The term data science is unfortunate in the way it is now used, because it is paradoxically not a science of data. A data scientist is not somebody who researches the properties of data. Other definitions see data scientists as mathematicians and computer scientists that invent new ways of analyzing data. More commonly, data science is closely related to business outcomes.
Data science is a systematic and strategic approach to using data to solve practical problems. The problems of the data scientist are practical because pure science has a different objective to business. A data scientist in an organization is less interested in a generalized solution to a problem and focuses on improving how the organization achieves its goals. Perhaps the combination of the words data and science should be reserved for academics.

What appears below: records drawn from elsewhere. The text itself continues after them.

PR #2769, opened 2020-07-01
exp/services/recoverysigner: generate signer and encrypt in POST /accounts/{address}

leighmcculloch:
<details>
  
### PR Structure

  otherwise).
  packages.

### Thoroughness

### Release planning

</details>

### What

Generate a new signer and encrypt it and store it when an account is registered in the POST /accounts/{address} endpoint.

### Why

When an account registers we'll generate a new signing key for that account, encrypt it, and store it, so that the account has its own unique signing key.

### Known limitations

There is no logic in this PR to use that signing key for signing. Any request to the service to attempt to use that signing key would result in a 404 because the signing endpoint doesn't yet know the key exists. This is fine, this is work on a feature branch and won't affect anyone using the master branch.

~There are other changes in this branch from PR #2766. The diff will get smaller when that PRs is merged. This PR will remain a draft until it has been merged.~


exp/services/recoverysigner/internal/serve/account_post.go
```diff
@@ -125,6 +129,29 @@ func (h accountPostHandler) ServeHTTP(w http.ResponseWriter, r *http.Request) {
...
+	if err != nil {
+		l.Error(err)
+		serverError.Render(w)
+		return
+	}
+	signingPublicKey := signingKey.Address()
+	l.
+		WithField("signer", signingPublicKey).
+		Info("Generated signer.")
+	signingSecretKeyEncrypted, err := h.Encrypter.Encrypt([]byte(signingKey.Seed()), nil)
```
leighmcculloch, line 142: @howardtw I took the simplest route here and am encrypting the strkey version of the seed, i.e. `S...`. But it would be more space efficient if I store the raw seed bytes rather than the string. What do you think?

leighmcculloch, line 142: TODO: 
- [ ] Add context info into the `Encrypt` call.

howardtw: Hmm would storing the raw seed bytes introduce many lines of code or it would be just one more line during encryption and decryption? I think readability is probably more important here. In addition, we are already storing the `signingSecretKeyEncrypted` as `bytea`, which is already making it more space efficient in the db than storing it as `text`.

leighmcculloch: Text and bytea take up the same space in Postgres and actually text has better performance, sometimes even base64 encoded it is still better performance so I don't think we are gaining anything by using bytea other than we should use it for storing bytes and use text for storing text. Either way the encrypted data will be not text so I think the bytea type is fine.

What I meant by my question was if we should encrypt the S string or encrypt the raw bytes that make up the key stored in the S string. But I think you're point is right, keep this code simple, and encrypting the S string is the simplest approach.

Thanks!

howardtw: > Text and bytea take up the same space in Postgres and actually text has better performance, sometimes even base64 encoded it is still better performance so I don't think we are gaining anything by using bytea other than we should use it for storing bytes and use text for storing text.

https://stackoverflow.com/questions/48208050/encoding-byte-data-and-storing-as-text-vs-storing-in-bytea-in-postgresql
^ I've thought that the bytea type is more space efficient than the text type.

The author of answer to the stackoverflow question also pointed that
```
Unfortunately, the test is not very meaningful because it does not select according to the column. The test also includes implicit encoding and decoding operations that can produce completely different timings with other programming languages or adapters.
```
when it comes to [this](http://engineering.pivotal.io/post/bytea_versus_text_in_postgresql/) article. Now I'm not sure if I understand how things are handled in Postgres. 

> What I meant by my question was if we should encrypt the S string or encrypt the raw bytes that make up the key stored in the S string.

I understand your intention. I was just curious what the code would be like if we encrypt the raw bytes.

howardtw: > Text and bytea take up the same space in Postgres and actually text has better performance, sometimes even base64 encoded it is still better performance so I don't think we are gaining anything by using bytea other than we should use it for storing bytes and use text for storing text.

https://stackoverflow.com/questions/48208050/encoding-byte-data-and-storing-as-text-vs-storing-in-bytea-in-postgresql
^ I've thought that the bytea type is more space efficient than the text type.

The author of answer to the stackoverflow question also pointed that
```
Unfortunately, the test is not very meaningful because it does not select according to the column. The test also includes implicit encoding and decoding operations that can produce completely different timings with other programming languages or adapters.
```
when it comes to [this](http://engineering.pivotal.io/post/bytea_versus_text_in_postgresql/) article. Now I'm not sure if I understand how things are handled in Postgres. 

> What I meant by my question was if we should encrypt the S string or encrypt the raw bytes that make up the key stored in the S string.

I understand your intention. I was just curious what the code would be like if we encrypt the raw bytes.

howardtw:
👀

exp/services/recoverysigner/internal/serve/serve.go
```diff
@@ -185,6 +185,7 @@ func handler(deps handlerDeps) http.Handler {
 			mux.Post("/", accountPostHandler{
 				Logger:           deps.Logger,
 				SigningAddresses: deps.SigningAddresses,
```
howardtw, line 187: Did we forget to add the signing key generator here?

leighmcculloch: It's not needed, the default zero value generate will generate keys. But it would be clearer if it was specified here. Added here in 674a5798.

PR #2772, opened 2020-07-01
exp/services/recoverysigner: decrypt signer and sign transaction

leighmcculloch:
<details>
  
### PR Structure

  otherwise).
  packages.

### Thoroughness

### Release planning

</details>

### What

Decrypt the account's signing key when it is selected in the URL path of the POST /accounts/{address}/sign/{signing-address} endpoint.

### Why

When a client select a signing key that is not a shared signing key we need to get the key out of the database, decrypt it, and then sign the transaction with it.

### Known limitations

~There are other changes in this branch from PR #2766. The diff will get smaller when that PRs is merged. This PR will remain a draft until it has been merged.~


exp/services/recoverysigner/internal/serve/account_sign.go
```diff
@@ -104,6 +93,39 @@ func (h accountSignHandler) ServeHTTP(w http.ResponseWriter, r *http.Request) {
 		return
 	}
 
+	// Validating the signing key requested.
+	var signingKey *keypair.Full
+	for _, signer := range acc.Signers {
+		if req.SigningAddress.Address() == signer.PublicKey {
+			signingKeySeed, err := h.Decrypter.Decrypt(signer.EncryptedSecretKey, nil)
```
leighmcculloch, line 100: TODO: 
- [ ] Add context info into the `Decrypt` call.

howardtw:
👀

exp/services/recoverysigner/internal/serve/account_sign_signing_address_test.go
```diff
@@ -448,10 +549,90 @@ func TestAccountSign_signingAddressAccountAuthenticatedOtherSignerSelected(t *te
...
+	resp := w.Result()
+
+	require.Equal(t, http.StatusOK, resp.StatusCode)
+	assert.Equal(t, "application/json; charset=utf-8", resp.Header.Get("Content-Type"))
+
+	body, err := ioutil.ReadAll(resp.Body)
+	require.NoError(t, err)
+
+	wantBody := `{
+	"signature": "IWTH/RwlgbOY6PlZZt3GTfx3iBDowviHL+RzyNZkoqcTlpVjtykyAw1aUZywQgyimn5PL4AiR2wFUuzbGK1oBA==",
```
howardtw, line 625: Do you think we can verify that the transaction is signed by [this](https://github.com/stellar/go/pull/2772/files#diff-db9c51604aae35cf883bee5c494342e3R564) key by comparing a value produced locally??

leighmcculloch: Yup that's what I did. I used the Laboratory to sign the transaction with the key and used that signature here. This is easy to do because [on this line](https://github.com/stellar/go/pull/2772/files/06b3581f422f47776b17241a3d9075310b346713#diff-db9c51604aae35cf883bee5c494342e3R602) the test outputs the transaction. So you just copy the transaction into the lab and sign it with the key, then use the view page to see the signature.

exp/services/recoverysigner/internal/crypto/cryptotest/decrypter_panic.go
```diff
@@ -0,0 +1,12 @@
+package cryptotest
+
+// DecrypterPanic is a decrypter that panics whenever it is called. It is
+// intended for use in situations where the decrypter isn't expected to be
+// called so as to fail if the decrypter was called to decrypt data. If that
+// happens it is a good signal that data that shouldn't be decrypted is being
+// decrypted.
+type DecrypterPanic struct{}
```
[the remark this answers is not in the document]
leighmcculloch: This type is only used in tests and the use of this type is designed to break the test if the decrypter gets called because in tests that use it the decrypter isn't expected to be called. It could return an error but then that's assuming that the error is handled in a way the test fails, which it does, but a panic is a higher guarantee that if it gets called the test fails. This isn't intended for testing the chi recoverer.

There are some signals that the excitement of the past few years is waning. Data science blogger Matt Tucker has declared the death of the data scientist. (Tucker, M. (2018). The Death of the Data Scientist. Retrieved 9 February 2019 from Data Science Central—https://www.datasciencecentral.com/profiles/blogs/the-death-of-the-data-scientist) For many business problems, the hardcore methods of machine learning result in over-analyzing the issue. Tucker provides an anecdote of a group of data scientists who spent a lot of time fine-tuning a complex neural network. The data scientists gave up when a young graduate with expertise in the subject matter used a linear regression that was more accurate than their neural network.
The negative chatter on the internet about data science as a business discipline might imply that the hype is receding. We should, however, not throw the baby out with the bathwater. The recent interest in analyzing data has raised the stakes in how organizations use this valuable resource. Even after the inflated expectations recede, data science as a profession has a useful contribution to make. All data, big and small, is a resource to improve how organizations perform.
This book looks at data science as the strategic and systematic approach to the fine art of analyzing data to solve business problems. This conceptualization of data science is not a complete definition. Computational analysis of data is also practiced as a science and as a scientific method for research in many areas. This book is written from a business perspective, and these other uses on data science are not further considered.